From 0156c1f3fba9ad4b059c7bf3721564f414ce7be0 Mon Sep 17 00:00:00 2001
From: ppraneth <pranethparuchuri@gmail.com>
Date: Sun, 21 Jun 2026 14:54:50 +0530
Subject: [PATCH 5/5] minor fix

---
 src/torchjd/scalarization/README.md | 14 +++++++-------
 1 file changed, 7 insertions(+), 7 deletions(-)

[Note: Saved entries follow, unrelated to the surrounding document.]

PR #3673, opened 2026-07-06
docs(multitable): S4 AI cost visibility — estimate + per-field dimension (DESIGN-LOCK, PROPOSED)

zensgit:
**PROPOSED — awaiting owner ratification. Docs-only; no runtime ships here.**

Drafts the S4 slice from the arc ledger ("cost visibility polish — estimate UI + per-field/per-run usage dimensions"). Grounded: the AI cost machinery is already built — S4 is a **read/surface slice**, not new accounting.

## Grounding (the crux: what does the ledger already record?)
- `multitable_ai_usage_ledger` rows carry `field_id` (**populated** per shortcut/bulk write, `ai-bulk-shared.ts:105`) + `estimated_cost_usd` → **per-field cost is queryable today by GROUP BY field_id, no schema.**
- The pre-run estimator (`n()`/caps) already runs server-side for the quota pre-check but is **never surfaced** to the user before they spend.
- `GET /ai/usage-summary` (`multitable-ai.ts:237`, `requireAdminRole`) returns aggregate windows only; the FE `AiUsageSummary` type mirrors those four fields; **zero FE consumers** — the cost surface is genuinely unbuilt.
- **The ledger has NO run key** (no `run_id`/`jobId` column) → "cost of THIS run" is NOT answerable without a migration.

## What it locks
- **C1** pre-run estimate `{estTokens, estCostUsd, rowCount}` in the bulk-preview response (same math the quota check uses; estimate only, never billed from).
- **C2** `usage-summary` gains a `byField` aggregate (GROUP BY field_id over existing columns).
- **C3** values-free (aggregate numbers + fieldId only; no prompt/field/record data).
- **§3** keep the existing admin gate for `byField` (don't fragment onto canManageFields — it's a finer cut of the same admin-scoped, values-free aggregate).
- **GS1–GS6** golden matrix (estimate shows pre-run; per-field GROUP BY truth; NULL-field-id excluded; admin gate holds; values-free; scope guard).

## Explicit split (honesty over forcing scope)
**Per-RUN cost is NOT this slice** — the runless ledger means it needs a `run_id` column + backfill (a migration), so it's split to a gated **S4b** with its own design-lock. GS6 pins that S4 surfaces only ledger-recorded dimensions and invents no per-run split.

Sibling arc: S1/S2 merged; S3/S5/S1b gated.

🤖 Generated with [Claude Code](https://claude.com/claude-code)

PR #3681, opened 2026-07-06
docs(multitable): S3 AI-shortcut staleness lineage — DESIGN-LOCK (PROPOSED)

zensgit:
**PROPOSED — awaiting ratify. Docs-only design-lock; no runtime here.** Converts the S3 pre-draft to a reviewable artifact (grounding independently spot-checked).

## Concept: flag-don't-auto-spend
An `aiShortcut` output is derived from its `sourceFieldIds`. When a source value changes the output is STALE — but re-running an AI shortcut **costs tokens / hits a provider**. So S3 does the **opposite of W1-1 formula freshness** (which auto-recomputes because formulas are cheap/deterministic): it **flags stale, never auto-recomputes**. Auto-recompute here would be a token-budget footgun — explicitly forbidden (LOCK-C).

## Key decisions
- **LOCK-A** — staleness = server-side `sha256(source values)` fingerprint stored at generation, **derived on read** (stale ⟺ stored hash ≠ current). Self-healing (re-run rewrites hash → clears; source reverted → not stale); no invalidation-cache drift.
- **LOCK-B (the one gated sub-decision)** — ONE narrow table `multitable_ai_shortcut_generation`, **no existing table touched**. Ratify = greenlight this single migration. Verified no zero-storage path exists: `previewVersion` is ephemeral (30-min TTL cache), `formula_dependencies` is formula-only (neither anchors aiShortcut source provenance). If you'd rather not add storage, S3 can't ship as a visibility slice — stated plainly, not smuggled.
- **LOCK-C (anti-footgun, the whole point)** — a source edit **NEVER** calls the provider / writes the usage ledger / spends a token. **GS1 asserts the ledger is byte-untouched** after a source edit = tested invariant. Re-run is explicit + priced (reuses S4 #3673 estimate) + behind `MULTITABLE_AI_CONFIRM_LIVE_REQUESTS`.
- **LOCK-D** — **ZERO write-path fan-out** (staleness read-time-derived; source edits do zero extra write work — low hot-path risk); transitivity free via hash-over-values.
- **LOCK-E** — values-free (`source_hash` server-only; client sees a boolean).
- **GS1–GS7** fail-first real-DB matrix (anti-footgun, values-free, transitivity, regression).

Sibling arc: S1 ✅ · S2 ✅ · S4 #3673 (PROPOSED) · S4b 🔒 (per-run, split honestly) · W1-1 runtime ✅ (#3679) · W1-3 runtime 🔒 (#3676, pending your A/B).

Docs-only. Awaiting ratify (and the §3-B3 storage opt-in) — not merging.


zensgit:
**⚠ Independent adversarial gate: CHANGES_REQUESTED (light) — ratify after LOCK-A pins the hash value-set.** (Gate ≠ ratify.) Architecturally sound: flag-dont-auto-spend is the right inversion of W1-1; it does **NOT** silently re-open the RFC-deferred C1 (LOCK-B is a per-CELL value fingerprint `sha256(source values)`, not the per-FIELD edge graph C1 = — governance-clean, and §1.3/§3-B2 explicitly name why `formula_dependencies` isnt reused). **No missed-staleness (false-negative) path** — every error direction is false-POSITIVE (safe), and LOCK-C forbids silent spend, so no user can unknowingly trust an out-of-date AI value. All 5 load-bearing claims HELD.

**P2 (must pin before ratify) — LOCK-A hash value-set is internally contradictory + reader-dependent.** §2 A1 says the fingerprint is `sha256(current values of the FULL declared sourceFieldIds)` AND, same breath, "the SAME values `assembleMaskedPrompt` assembled = its **readable set**." Those are different bases. `assembleMaskedPrompt` (`multitable-ai.ts:1719-1733`) intersects `sourceFieldIds` with the actor’s `readableEchoFields`, dropping unreadable sources → "readable set" is **per-actor**. Concrete failure: generator R1 reads {A,B,C}, hash stored over {A,B,C}; reader R2 is denied C → if read-time uses R2’s readable set {A,B}, `sha256({A,B}) ≠ sha256({A,B,C})` **forever** → R2 sees a permanent false-positive `stale` badge on an unchanged output (tempting a wasted priced re-run), and it contradicts E1’s "server-side, reader-independent" framing. **Fix:** pin the fingerprint to the FULL declared `sourceFieldIds` with **server-authoritative values**, computed identically at generation AND read (reader-independent, per-cell-stable); drop the "readable set" gloss in A1+A2.

**P3 (fold into lock text):** (a) full-set hashing gives a reader denied a source a 1-bit change-oracle ("that source changed") when the badge flips — acknowledge in E2’s leak envelope or scope the badge to the reader’s readable subset; (b) the hash covers source VALUES only — editing the shortcut’s own params/kind leaves cells stale-vs-new-config unflagged (adjacent to S2); state S3 covers source-value staleness only; (c) require the hash upsert to be atomic with the value `patchRecords` write (a crash between them → permanent not-stale via A3 fail-open). NIT: "lineage" in the title is a mild misnomer (it’s a fingerprint, not stored edges — which is exactly why it’s not C1). Hard rules PASS. Report `/tmp/ai-s3-staleness-3681-gate-20260708.md`. Still PROPOSED — do not merge as ratification.

zensgit:
**Gate remediation pushed (`d8a9bb37c`) — remediation only, still PROPOSED, awaiting re-gate + owner ratify. Nothing merged/ratified here.** Verdict-item → fix mapping:

- **P2 (LOCK-A hash value-set contradictory/reader-dependent) → PINNED as an explicit enumeration.** New §2 A1a–A1e: basis = the **FULL declared `aiShortcut.sourceFieldIds`** in persisted declared order (validator dedupes order-preserving, `ai-shortcut-config.ts:74-79`), values = **server-authoritative** `meta_records.data[sourceFieldId]` via `normalizeJson` (`multitable-ai.ts:1708`), canonical form pinned (per-field `fieldId + '=' + canonicalJson(value)`, keys sorted recursively, absent→`null`, NUL-joined, lowercase-hex SHA-256), ONE shared helper at both write sites AND the read derivation. The `assembleMaskedPrompt` "readable set" gloss is **dropped** from A1/A2 — A1a states explicitly why hashing that per-actor subset (`multitable-ai.ts:1719-1733`) is forbidden (your R1/R2 permanent-false-stale scenario, quoted as the counterexample). A2 now says reader-independent outright. A1e records the honest residual: full-set basis vs a masked run's subset prompt (`masked = readableSourceCount < configSourceCount`, `:848-849`, `:937-938`) can over-flag — false-POSITIVE direction only, accepted.
- **P3a (1-bit change-oracle) → folded into §6 E2's leak envelope**: a reader denied a declared source can see the badge flip = 1 bit "some declared source changed", never which field nor any value; per-reader badge scoping explicitly REJECTED (it would recreate the per-actor basis P2 removed).
- **P3b (config-staleness unflagged) → scope pinned** in the What-S3-is-NOT list: fingerprint covers source VALUES only; shortcut `kind`/`params` edits don't flag stale-vs-new-config (S2 prompt-config-history territory); S3 = source-value staleness only.
- **P3c (crash window → permanent not-stale via A3) → new §2 A4**: `sourceHash` upsert MUST commit in the SAME transaction as the `patchRecords` value write; post-commit best-effort upsert forbidden, hash-before-value equally forbidden (409'd value write would strand a hash for a generation that never landed).
- **NIT ("lineage" misnomer) →** clarified in the NOT-list: lineage here = per-cell generated-against value fingerprint, no dependency-edge graph introduced. (Filename/title kept to preserve the PR artifact path.)
- **Extra pin**: GS8 golden added — two readers (full-read vs denied-one-source) derive the SAME `stale` boolean for the same cell.

All new `file:line` cites verified against `origin/main` @ `e837c508f`. Status header untouched (PROPOSED). Docs-only diff: 1 file, +12/−5.

zensgit:
## 独立重闸裁决(修复后)— MERGE_CLEAN ✅

对 d8a9bb37c 的 refute-first 重审(报告 `/tmp/pr3681-regate-20260709.md`;全部引用对 origin/main @ 4820c3c3e 逐条 EXACT):

| 原缺陷 | 状态 | 关键证据 |
|---|---|---|
| P2 hash 基集矛盾/reader 依赖 | **RESOLVED** | A1a–A1e 钉死「全声明 sourceFieldIds × server-authoritative 值 × 单一 helper(写=读逐字节同源)」;决定性 grounding:写点候选数据来自**未掩码**的 readRecordOnce(:1695)→ 全集哈希在写点可实现且 reader-independent;构造 R1/R2 denied-source 输入两侧同 `stale:false`,被拒读者不再永久 false-stale;false-negative hunt 通过(任何入 prompt 字段皆声明源→值变必翻哈希) |
| P3a 1-bit oracle | RESOLVED | E2 承认信号存在;拒 per-reader scoping 论证成立(会重造被 P2 移除的 per-actor 基集)——在原裁决明列选项内 |
| P3b config 范围 | RESOLVED | 指纹=source VALUES only;kind/params=S2 领地,边界干净 |
| P3c 原子性 | RESOLVED | A4 双向禁(post-commit→经 A3 永久 not-stale;hash-before-value→expectedVersion stale-drop 悬挂哈希,:525/:1180+:1339/:1600 有码可依) |
| NIT lineage 误称 | RESOLVED | lineage=值指纹,无边图,强化 C1 不重开 |

新增 GS8 golden(全读 vs 单源被拒读者同 stale 布尔)使 reader-independence 可测。1 个非阻塞 NIT:§1 既有 formula_dependencies 行号随 main 漂移(修复未触碰区,实质架构论断仍真,可后补刷新)。

**结论:P1/P2/P3 清零,本锁进入 owner ratify 队列就绪状态。仍为 PROPOSED——merge 即 ratify,由 owner 决定。**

diff --git a/src/torchjd/scalarization/README.md b/src/torchjd/scalarization/README.md
index f72b750c..3aef1561 100644
--- a/src/torchjd/scalarization/README.md
+++ b/src/torchjd/scalarization/README.md
@@ -8,10 +8,11 @@ full API, see [torchjd.org](https://torchjd.org/latest/docs/scalarization/).
 
 ## The abstraction
 
-A scalarizer captures a single decision: **how to collapse a vector of objective values into one
-scalar to minimize**, using only those values. It is the value-level counterpart of an aggregator,
-which makes the same kind of decision at the gradient level. Everything after it (backpropagation,
-the optimizer step) is standard PyTorch.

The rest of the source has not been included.